Why was the ampersand chosen as the symbol for ref

2019-03-21 04:49发布

问题:

Does anyone have an idea why the ampersand was chosen as the way to denote references in C++?

AFAIK (though I don't have the book near me), Stroustroup didn't explain that choice, which I find a little odd because the same symbol was already used for address-of in C.

回答1:

Stroustrup was always very reluctant to introduce a new reserved symbol or name, so he probably used it to avoid making the feature look weird to users of C.



回答2:

In addition to Earwicker's response which I generally agree with. I would also speculate that since & is the "address-of" operator, it is somewhat fitting. Since a reference in many ways is like passing by address instead of by value.

In addition to that, taking the address of a variable is often referred to as "referencing"

(Yes I know that references don't have to be implemented using pointers under the hood, I am referring to the way they conceptually work).

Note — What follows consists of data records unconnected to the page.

PR #30754, opened 2024-11-14
core/state: tests on the binary iterator

holiman:
Work in progress

cc @rjl493456442

### DIFF
--- a/core/state/snapshot/iterator_binary.go
+++ b/core/state/snapshot/iterator_binary.go
@@ -121,10 +121,14 @@ func (it *binaryIterator) Next() bool {
 		if !it.next() {
 			return false
 		}
-		if len(it.Account()) == 0 && len(it.Slot()) == 0 {
-			continue
+		if len(it.Account()) != 0 || len(it.Slot()) != 0 {
+			return true
 		}
-		return true
+		// it.fail might be set if error occurs by calling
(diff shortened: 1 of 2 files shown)


core/state/snapshot/iterator_binary.go
```diff
@@ -117,33 +117,46 @@ func (dl *diffLayer) initBinaryStorageIterator(account common.Hash) Iterator {
 // or an error if iteration failed for some reason (e.g. root being iterated
 // becomes stale and garbage collected).
 func (it *binaryIterator) Next() bool {
+	for {
+		if !it.next() {
+			return false
+		}
+		if len(it.Account()) == 0 && len(it.Slot()) == 0 {
```
rjl493456442, line 124: We should also check the it.Fail. 

`it.Fail` might be set if any error occurs by calling `it.Account()` or `it.Slot()`. If so, we should return false and stop iteration.

rjl493456442 (commented):
one issue, otherwise lgtm

rjl493456442:
> This PR now contains additional test coverage, and fails as expected two tests concerning deletes. @rjl493456442 want to push your fixes on top here?

We can go with this pull request and I will rebase my stuff on top

rjl493456442 (approved):

PR #30765, opened 2024-11-17
Update README.md

sujinbabups:
code base to codebase


rjl493456442:
We prefer to not revise the document unless it's necessary. I will close it since the original phrase is clear enough to understand.

PR #30766, opened 2024-11-17
Fix Typos and Standardize Spelling in Documentation

futreall:
image

image

image


rjl493456442:
We prefer to not revise the document unless it's necessary. I will close it since the original phrase is clear enough to understand.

This is just speculation though.



回答3:

Who knows why Stroustrup does anything, but my guess is that because the implementation of reference parameters involves passing the address of an lvalue, Stroustrup chose the C address-of operator because it would give C programmers the right idea about the cost model.



回答4:

Here is my theory on that. I think it has much to do with what operators are valid (syntactically) for symbols. Consider

int a[1]; // a[1] is valid (syntactically)
int *a; // *a is valid
int a(char, bool); // a(<a char>, <a bool>) is valid (function call)
int C::*a; // <a C>.*a is valid

Conceptually, in those declarations what is named with a type (C, char, bool) is substituted with an expression of that type later on. Of course the intention is to reuse as much of the existing language as possible. So i think he used &:

int &a; // &a is valid

The important one is that & is only valid on the kind of expression a reference denotes: For lvalues. References are lvalues (named variables are too) and only for them & can be applied:

int &g(); // &g() is valid (taking the address of the referred to integer)
int g(); // &g() is *not* valid (can't apply to temporary int)


回答5:

My thought was that there are 2 symbols used in pointers: * and &. since int* means a pointer to an int, probably Stroustrup didn't want to introduce a whole new symbol. Since references are sort of like pointers, he stuck with &. Plus, the only previously valid use of & was to take the address of something, so it was OK to use in declarations.